_DIRECTIONS_
Retype, exactly as they appear below, the lines between the line holding "-85,7 +85,6 @@" and the line holding "private static final", both ends included.

##### DATASET ENTRIES

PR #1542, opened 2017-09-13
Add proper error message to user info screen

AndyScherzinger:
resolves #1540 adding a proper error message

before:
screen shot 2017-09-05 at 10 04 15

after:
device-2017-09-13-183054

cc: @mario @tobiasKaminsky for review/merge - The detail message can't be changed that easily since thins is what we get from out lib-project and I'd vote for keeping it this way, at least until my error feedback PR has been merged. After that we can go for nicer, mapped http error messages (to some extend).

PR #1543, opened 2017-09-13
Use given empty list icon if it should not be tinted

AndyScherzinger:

##########
##### DATASET ENTRIES

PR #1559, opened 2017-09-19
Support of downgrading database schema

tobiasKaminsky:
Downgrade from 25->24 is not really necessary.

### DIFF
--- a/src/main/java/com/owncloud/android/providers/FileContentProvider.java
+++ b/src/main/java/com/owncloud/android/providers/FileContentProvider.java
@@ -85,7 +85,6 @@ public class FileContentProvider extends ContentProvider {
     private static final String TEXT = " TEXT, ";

##########
##### DATASET ENTRIES

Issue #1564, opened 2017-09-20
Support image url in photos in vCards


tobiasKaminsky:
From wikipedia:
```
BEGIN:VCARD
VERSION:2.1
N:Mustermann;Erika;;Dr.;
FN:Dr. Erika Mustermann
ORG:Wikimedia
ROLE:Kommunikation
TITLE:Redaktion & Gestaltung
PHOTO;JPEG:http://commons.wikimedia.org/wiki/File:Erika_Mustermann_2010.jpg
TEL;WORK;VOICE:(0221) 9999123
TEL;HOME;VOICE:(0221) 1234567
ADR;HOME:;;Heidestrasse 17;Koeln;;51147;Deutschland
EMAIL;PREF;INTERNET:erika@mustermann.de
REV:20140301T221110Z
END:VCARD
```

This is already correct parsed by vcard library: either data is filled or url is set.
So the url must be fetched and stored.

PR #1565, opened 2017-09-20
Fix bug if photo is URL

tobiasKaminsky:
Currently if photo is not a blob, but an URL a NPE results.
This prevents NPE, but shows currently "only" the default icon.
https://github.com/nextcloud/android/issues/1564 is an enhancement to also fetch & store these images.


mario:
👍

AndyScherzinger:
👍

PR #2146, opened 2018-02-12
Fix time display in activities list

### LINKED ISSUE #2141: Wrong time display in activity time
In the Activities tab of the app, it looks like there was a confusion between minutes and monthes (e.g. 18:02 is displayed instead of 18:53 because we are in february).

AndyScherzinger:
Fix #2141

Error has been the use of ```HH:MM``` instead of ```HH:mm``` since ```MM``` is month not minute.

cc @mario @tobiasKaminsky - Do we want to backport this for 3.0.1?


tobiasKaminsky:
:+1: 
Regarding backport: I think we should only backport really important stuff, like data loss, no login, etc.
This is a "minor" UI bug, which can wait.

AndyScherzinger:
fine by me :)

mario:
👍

##########

_YOUR RESPONSE_
@@ -85,7 +85,6 @@ public class FileContentProvider extends ContentProvider {
     private static final String TEXT = " TEXT, ";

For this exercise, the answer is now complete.